Exercise description →
Would you repeat every line below exactly, please?

(Saved entries)
——————————

PR #47, opened 2016-06-06
Add configurable color schemes

### LINKED ISSUE #7: Use terminal colors or allow customization
Right now the prompt colors are great but only if they match the color scheme currently used by the terminal.  If you switch to, say, zenburn...things don't match very well.  

One option is for the user to copy the entire theme and replace the hard coded colors with different colors.  But what do you think about either adding an option that would use the 16 colors used by the terminal, or adding an option that lets the user override each of the hard coded colors?

ohspite:
* Refactor fish_prompt.fish to use semantically named variables
  throughout the script rather than specific colors. Set those variables
  to various colors depending on the `theme_color_scheme` variable.

* Add the `__bobthefish_display_colors` function to easily test and
  preview different color schemes.

* Update documentation.

Fixes #7.

### DIFF
--- a/fish_prompt.fish
+++ b/fish_prompt.fish
@@ -608,15 +608,15 @@ end
 # ===========================
 
 function __bobthefish_display_colors -d 'Print example prompts using the current color scheme'
-  set -g __bobthefish_display_colors 1
+  set -g __bobthefish_display_colors
 end
 
 function __bobthefish_maybe_display_colors -S
-  if test -z $__bobthefish_display_colors
+  if not set -q __bobthefish_display_colors
     return
   end
 
-  set -g __bobthefish_display_colors
+  set -e __bobthefish_display_colors
 
   echo
   set_color normal
--- a/fish_prompt.fish
+++ b/fish_prompt.fish
@@ -763,31 +763,41 @@ function fish_prompt -d 'bobthefish, a fish theme optimized for awesome'
       # Do not set any variables in this section.
 
       # If you want to create your own color scheme, set `theme_color_scheme` to
-      # `user` and define the following variables in your fish startup file. Use
-      # `__bobthefish_display_colors` to easily see what these variables are
-      # used for.
+      # `user` and define the `__color_*` variables listed below in your fish
+      # startup file (`$OMF_CONFIG/init.fish`, or similar).
 
       # The value for each variable is an argument to pass to `set_color -b`.
-      # See See the color schemes below for examples.
+      # You can copy the commented code below as a base for your custom colors.
+      # Use `__bobthefish_display_colors` at the command line to easily see what
+      # these variables are used for.
+
+      # See the built-in color schemes below for more examples.
+
+      # # Example bobthefish color scheme:
+      # set -g theme_color_scheme user
       #
-      # - `__color_initial_segment_exit`
-      # - `__color_initial_segment_su`
-      # - `__color_initial_segment_jobs`
-      # - `__color_path`
-      # - `__color_path_basename`
-      # - `__color_path_nowrite`
-      # - `__color_path_nowrite_basename`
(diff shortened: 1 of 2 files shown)


ohspite:
Feel free to change anything or ask me to change anything. It's pretty straightforward, but in particular I had to make a lot of choices for variables names and you might prefer something different.

All of the user-facing changes should be described in the README, so I won't duplicate those here.  But getting a feel for this should be as easy as

```
> set theme_color_scheme dark
> __bobthefish_display_colors
> set theme_color_scheme solarized
> __bobthefish_display_colors
> set theme_color_scheme base16
> __bobthefish_display_colors
> # etc.
```

fish_prompt.fish
```diff
@@ -614,6 +604,110 @@ function __bobthefish_prompt_rubies -S -d 'Display current Ruby information'
 end
 
 # ===========================
+# Debugging functions
+# ===========================
+
+function __bobthefish_display_colors -d 'Print example prompts using the current color scheme'
+  set -g __bobthefish_display_colors 1
+end
```
bobthecow: i don't love this, but i don't see an easy way of implementing it otherwise…

fish_prompt.fish
```diff
@@ -614,6 +604,110 @@ function __bobthefish_prompt_rubies -S -d 'Display current Ruby information'
 end
 
 # ===========================
+# Debugging functions
+# ===========================
+
+function __bobthefish_display_colors -d 'Print example prompts using the current color scheme'
+  set -g __bobthefish_display_colors 1
```
bobthecow: use `set -q`

fish_prompt.fish
```diff
@@ -614,6 +604,110 @@ function __bobthefish_prompt_rubies -S -d 'Display current Ruby information'
...
+end
+
+function __bobthefish_maybe_display_colors -S
+  if test -z $__bobthefish_display_colors
+    return
+  end
+
+  set -g __bobthefish_display_colors
```
bobthecow: use `set -e __bobthefish_display_colors`

fish_prompt.fish
```diff
@@ -614,6 +604,110 @@ function __bobthefish_prompt_rubies -S -d 'Display current Ruby information'
...
 # ===========================
+# Debugging functions
+# ===========================
+
+function __bobthefish_display_colors -d 'Print example prompts using the current color scheme'
+  set -g __bobthefish_display_colors 1
+end
+
+function __bobthefish_maybe_display_colors -S
+  if test -z $__bobthefish_display_colors
```
bobthecow: use `set -q __bobthefish_display_colors`

fish_prompt.fish
ohspite: yes, same here.

ohspite:
Thanks!  Good call on the `set` stuff.

fish_prompt.fish
```diff
@@ -663,30 +757,418 @@ function fish_prompt -d 'bobthefish, a fish theme optimized for awesome'
...
+
+      # If you want to create your own color scheme, set `theme_color_scheme` to
+      # `user` and define the following variables in your fish startup file. Use
+      # `__bobthefish_display_colors` to easily see what these variables are
+      # used for.
+
+      # The value for each variable is an argument to pass to `set_color -b`.
+      # See See the color schemes below for examples.
+      #
+      # - `__color_initial_segment_exit`
```
bobthecow: should we pre-populate a (commented out) block of `set` commands that can just be copied and pasted into config — use the default dark colors — to make it easier for people who want to customize?

ohspite: Check out the latest commit and let me know what you think.

bobthecow:
Merged. Thanks again for your contribution!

——————————

Task response →
PR #47, opened 2016-06-06
Add configurable color schemes

### LINKED ISSUE #7: Use terminal colors or allow customization
Right now the prompt colors are great but only if they match the color scheme currently used by the terminal.  If you switch to, say, zenburn...things don't match very well.  

One option is for the user to copy the entire theme and replace the hard coded colors with different colors.  But what do you think about either adding an option that would use the 16 colors used by the terminal, or adding an option that lets the user override each of the hard coded colors?

ohspite:
* Refactor fish_prompt.fish to use semantically named variables
  throughout the script rather than specific colors. Set those variables
  to various colors depending on the `theme_color_scheme` variable.

* Add the `__bobthefish_display_colors` function to easily test and
  preview different color schemes.

* Update documentation.

Fixes #7.

### DIFF
--- a/fish_prompt.fish
+++ b/fish_prompt.fish
@@ -608,15 +608,15 @@ end
 # ===========================
 
 function __bobthefish_display_colors -d 'Print example prompts using the current color scheme'
-  set -g __bobthefish_display_colors 1
+  set -g __bobthefish_display_colors
 end
 
 function __bobthefish_maybe_display_colors -S
-  if test -z $__bobthefish_display_colors
+  if not set -q __bobthefish_display_colors
     return
   end
 
-  set -g __bobthefish_display_colors
+  set -e __bobthefish_display_colors
 
   echo
   set_color normal
--- a/fish_prompt.fish
+++ b/fish_prompt.fish
@@ -763,31 +763,41 @@ function fish_prompt -d 'bobthefish, a fish theme optimized for awesome'
       # Do not set any variables in this section.
 
       # If you want to create your own color scheme, set `theme_color_scheme` to
-      # `user` and define the following variables in your fish startup file. Use
-      # `__bobthefish_display_colors` to easily see what these variables are
-      # used for.
+      # `user` and define the `__color_*` variables listed below in your fish
+      # startup file (`$OMF_CONFIG/init.fish`, or similar).
 
       # The value for each variable is an argument to pass to `set_color -b`.
-      # See See the color schemes below for examples.
+      # You can copy the commented code below as a base for your custom colors.
+      # Use `__bobthefish_display_colors` at the command line to easily see what
+      # these variables are used for.
+
+      # See the built-in color schemes below for more examples.
+
+      # # Example bobthefish color scheme:
+      # set -g theme_color_scheme user
       #
-      # - `__color_initial_segment_exit`
-      # - `__color_initial_segment_su`
-      # - `__color_initial_segment_jobs`
-      # - `__color_path`
-      # - `__color_path_basename`
-      # - `__color_path_nowrite`
-      # - `__color_path_nowrite_basename`
(diff shortened: 1 of 2 files shown)


ohspite:
Feel free to change anything or ask me to change anything. It's pretty straightforward, but in particular I had to make a lot of choices for variables names and you might prefer something different.

All of the user-facing changes should be described in the README, so I won't duplicate those here.  But getting a feel for this should be as easy as

```
> set theme_color_scheme dark
> __bobthefish_display_colors
> set theme_color_scheme solarized
> __bobthefish_display_colors
> set theme_color_scheme base16
> __bobthefish_display_colors
> # etc.
```

fish_prompt.fish
```diff
@@ -614,6 +604,110 @@ function __bobthefish_prompt_rubies -S -d 'Display current Ruby information'
 end
 
 # ===========================
+# Debugging functions
+# ===========================
+
+function __bobthefish_display_colors -d 'Print example prompts using the current color scheme'
+  set -g __bobthefish_display_colors 1
+end
```
bobthecow: i don't love this, but i don't see an easy way of implementing it otherwise…

fish_prompt.fish
```diff
@@ -614,6 +604,110 @@ function __bobthefish_prompt_rubies -S -d 'Display current Ruby information'
 end
 
 # ===========================
+# Debugging functions
+# ===========================
+
+function __bobthefish_display_colors -d 'Print example prompts using the current color scheme'
+  set -g __bobthefish_display_colors 1
```
bobthecow: use `set -q`

fish_prompt.fish
```diff
@@ -614,6 +604,110 @@ function __bobthefish_prompt_rubies -S -d 'Display current Ruby information'
...
+end
+
+function __bobthefish_maybe_display_colors -S
+  if test -z $__bobthefish_display_colors
+    return
+  end
+
+  set -g __bobthefish_display_colors
```
bobthecow: use `set -e __bobthefish_display_colors`

fish_prompt.fish
```diff
@@ -614,6 +604,110 @@ function __bobthefish_prompt_rubies -S -d 'Display current Ruby information'
...
 # ===========================
+# Debugging functions
+# ===========================
+
+function __bobthefish_display_colors -d 'Print example prompts using the current color scheme'
+  set -g __bobthefish_display_colors 1
+end
+
+function __bobthefish_maybe_display_colors -S
+  if test -z $__bobthefish_display_colors
```
bobthecow: use `set -q __bobthefish_display_colors`

fish_prompt.fish
ohspite: yes, same here.

ohspite:
Thanks!  Good call on the `set` stuff.

fish_prompt.fish
```diff
@@ -663,30 +757,418 @@ function fish_prompt -d 'bobthefish, a fish theme optimized for awesome'
...
+
+      # If you want to create your own color scheme, set `theme_color_scheme` to
+      # `user` and define the following variables in your fish startup file. Use
+      # `__bobthefish_display_colors` to easily see what these variables are
+      # used for.
+
+      # The value for each variable is an argument to pass to `set_color -b`.
+      # See See the color schemes below for examples.
+      #
+      # - `__color_initial_segment_exit`
```
bobthecow: should we pre-populate a (commented out) block of `set` commands that can just be copied and pasted into config — use the default dark colors — to make it easier for people who want to customize?

ohspite: Check out the latest commit and let me know what you think.

bobthecow:
Merged. Thanks again for your contribution!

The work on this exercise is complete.